WHAT TO DO: Please reproduce the entries below exactly, starting at the first line and ending with the line that holds "Store position state".
Start of THE DATA
PR #200, opened 2021-02-22
CATKIT-20 Add and use catkit.util.sleep()

jamienoss:


catkit/util.py
```diff
@@ -12,6 +12,15 @@
 from catkit.catkit_types import quantity
 
 
+simulation = False
```
jamienoss, line 15: This'll do for now...

PR #203, opened 2021-02-23
HICAT-1046 Store command state in Iris object

jamienoss:
This was already the case, so this actually only clears the command state upon error.


jamienoss:
@kjbrooks FYI This can just be blindly absorbed into JOST (it doesn't require any attention nor changes etc).

PR #204, opened 2021-02-24
CATKIT-80 Refactor MFF101 to use Instrument interface

jamienoss:
This is also:

 * Adds the emulator.
 * dedupes and refactors the code.
 * Store position state as ``current_position``
 * Allows ``move_to_position()`` to accept ``FlipMountPosition``
 * Adds ``move()`` as alias to ``move_to_position()``.


jamienoss:
This _will_ break the downstream hicat tests.

jamienoss:
@kjbrooks This doesn't impact JOST as it doesn't have any MFF101 (at least it's not using this code).

I've also added two new labels ``Impacts JOST`` and ``Does NOT impact JOST``.

PR #210, opened 2021-03-02
CATKIT-83 Poll IrisAO subprocess after sending commanding

jamienoss:
See https://github.com/spacetelescope/catkit/pull/189#discussion_r568275966 for details.

### DIFF
--- a/catkit/hardware/iris_ao/iris_ao_controller.py
+++ b/catkit/hardware/iris_ao/iris_ao_controller.py
@@ -85,10 +85,13 @@ class IrisAoDmController(DeformableMirrorController):
             self.instrument = None  # If it died, there's nothing to close, so don't.
             raise RuntimeError(f"{self.config_id} unexpectedly closed.") from error
 
-        # Poll in case it died (though the above flush would most likely catch this).
-        #if self.instrument.poll() is not None:
-        #    self.instrument = None  # If it died, there's nothing to close, so don't.
-        #    raise RuntimeError(f"{self.config_id} unexpectedly closed: ('{self.instrument.returncode}').")
+        # Poll in case it died after receiving the above commanding.
+        if self.instrument.poll() is not None:
+            self.instrument = None  # If it died, there's nothing to close, so don't.
+            raise RuntimeError(f"{self.config_id} unexpectedly closed: ('{self.instrument.returncode}').")
+
+        # WARNING!!! - even with the above poll() there's still scope for the process to have died in this gap.
+        # In which case, the below readline() will deadlock! See https://github.com/spacetelescope/catkit/pull/189.
 
         # Read response.
         self.log.info(f"{self.config_id}: Waiting for response...")


catkit/hardware/iris_ao/iris_ao_controller.py
```diff
@@ -85,10 +85,13 @@ def _communicate(self, input):
             self.instrument = None  # If it died, there's nothing to close, so don't.
             raise RuntimeError(f"{self.config_id} unexpectedly closed.") from error
```
jamienoss, line 87: A sleep in here would make this more robust and more likely for the poll to catch the terminated process, however, it would be at the obvious cost of slowing things down. It would prob have to be the order of 1s, so I don't suggest we do it.

catkit/hardware/iris_ao/iris_ao_controller.py
```diff
@@ -85,10 +85,13 @@ def _communicate(self, input):
...
-        #if self.instrument.poll() is not None:
-        #    self.instrument = None  # If it died, there's nothing to close, so don't.
-        #    raise RuntimeError(f"{self.config_id} unexpectedly closed: ('{self.instrument.returncode}').")
+        # Poll in case it died after receiving the above commanding.
+        if self.instrument.poll() is not None:
+            self.instrument = None  # If it died, there's nothing to close, so don't.
+            raise RuntimeError(f"{self.config_id} unexpectedly closed: ('{self.instrument.returncode}').")
+
+        # WARNING!!! - even with the above poll() there's still scope for the process to have died in this gap.
+        # In which case, the below readline() will deadlock! See https://github.com/spacetelescope/catkit/pull/189.
```
jamienoss, line 94: Really, I should check whether a terminated process before ``readline()`` will not cause the ``readline()`` to fail - TBH, I would have thought that it would in the same way that we see when this happens for a flush as th pipe to ``stdout`` gets closed. If it does, then the process issue happens during the ``readline()`` and this PR does nothing 🤷  (which is why I left it out in the first place - along with the fact that even if it did do something it's still racey).

kjbrooks:
@jamienoss To make sure I understand what this is fixing, is this the fix for when the IrisAO shape is not updated when you have loop? From your comments, it sounds like you aren't actually sure of this fix. Have you tested this fix on the hardware yet, or do you plan to when there is access to the testbed?

ivalaginja:
@kjbrooks it's a follow-up to my observation that the IrisAO hung itself up again in one of my pastis experiments:
https://stsci.slack.com/archives/GBCLQKHM3/p1614600404043800
This made the entire script stall because it was just hanging there, waiting for a response from the IrisAO.

It just stopped responding in a random iteration. We have seen this before, but Jamie added some fixes in #189 that made it look like it went away. It *mostly* works now, with occasional stalling situations like this, and this PR is attempting to improve on that.

ivalaginja:
One of the problems is that we can't really trigger the problem purposefully, at least I wouldn't know how. The last two times this happened was in the 70th, then in the 968th iteration of one and the same experiment (after restarting), so there seems to be nothing in particular that triggers it.

jamienoss:
@kjbrooks Hey, so there was an issue before where subsequent commands were being sent to the iris/C++ faster than it could deal with them. This was fixed by #189, however, our hands were tied, and that PR created its own problem, which @ivalaginja is now hitting.

It was fixed by adding the ``readline()`` that waits for a response from our C++ code before trying to send another command. However, if the C++ dies just before or during the ``readline()``, the whole thing locks up and hangs (deadlock) - it waits for something to read that will never come. What we want is ``readline(timeout=60)`` but that doesn't exist and workarounds to create this don't exist for Windows pipes. A soln. exists, it just means re-writing the C++ entirely or getting the direct python API to work.

I don't see any issue with this breaking anything, however, it may not actually fix the problem. It could mitigate it but the Gremlins will still be there, waiting for us...

I haven't tested this on hardware.

kjbrooks (approved):

kjbrooks:
Got it! Thanks for explaining the issue @jamienoss and @ivalaginja !

ehpor:
Doesn't threading provide a possible solution? Communicating with your subprocess pipes in a second thread and appending the read lines from the pipe into a list/queue. Then in your main thread, just poll that list/queue for new lines for at most `timeout` seconds with a small sleep in between polls, whenever you want to a read with timeout.

jamienoss:
@ehpor Maybe, but I'm not sure. I'm not sure of the nuances of python's pseudo-threading and whether it uses the low-level sleep primitives. Multiproc would def work, for example.

My concern would be whether the consumer thread (reading from the pipe) would actually sleep when not needed or whether it causes the GIL to context switch and thus yield a hit on perf throughout the entire lifetime of the Iris being "open", which would be the entire lifetime of an experiment run that uses it.

The alt. would be to spin-up the thread every time we comm with the Iris, however, I'm not sure of the overhead there, I'd guess that it might not be fast enough. Of course, it might be better than nothing, as I've said before.

At the end of the day, however, we should spend more time on what went wrong, the cause not the symptom, though a fix here might help us find this.

catkit/hardware/iris_ao/iris_ao_controller.py
jamienoss: @ivalaginja If/when bug-hunting I would add a ``time.sleep(1)`` here (maybe even 2s).

jamienoss:
I've merged this, if we want to do better we can do so in a future PR.

jamienoss:
@ivalaginja Also, not that hicat won't be using this ver of catkit so you'll have to checkout this commit c5628378ebb4882fedd9cd36577a5b96e609ae53

catkit/hardware/iris_ao/iris_ao_controller.py
ivalaginja: Right - I just wouldn't know how to hunt for bugs. The stalling seems to happen in random iterations of experiments that last 2+ hours 🤷

jamienoss: You could check the command file, whilst it's still hanging (or post exception), in case it was sent some bogus data. You could also try connecting to it from the GUI.

jamienoss: For the latter, you prob don't want the sleep, such that you can do it whilst it's still hanging.

You could take a look at the cams in sharpcap, might help to confirm that it actually died.

ivalaginja: Yeah I did check Sharpcap, it was just holding the DH. All DMs seemed to just keep holding their latest shape.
End of THE DATA
RESPONSE AREA:
PR #200, opened 2021-02-22
CATKIT-20 Add and use catkit.util.sleep()

jamienoss:


catkit/util.py
```diff
@@ -12,6 +12,15 @@
 from catkit.catkit_types import quantity
 
 
+simulation = False
```
jamienoss, line 15: This'll do for now...

PR #203, opened 2021-02-23
HICAT-1046 Store command state in Iris object

jamienoss:
This was already the case, so this actually only clears the command state upon error.


jamienoss:
@kjbrooks FYI This can just be blindly absorbed into JOST (it doesn't require any attention nor changes etc).

PR #204, opened 2021-02-24
CATKIT-80 Refactor MFF101 to use Instrument interface

jamienoss:
This is also:

 * Adds the emulator.
 * dedupes and refactors the code.
 * Store position state as ``current_position``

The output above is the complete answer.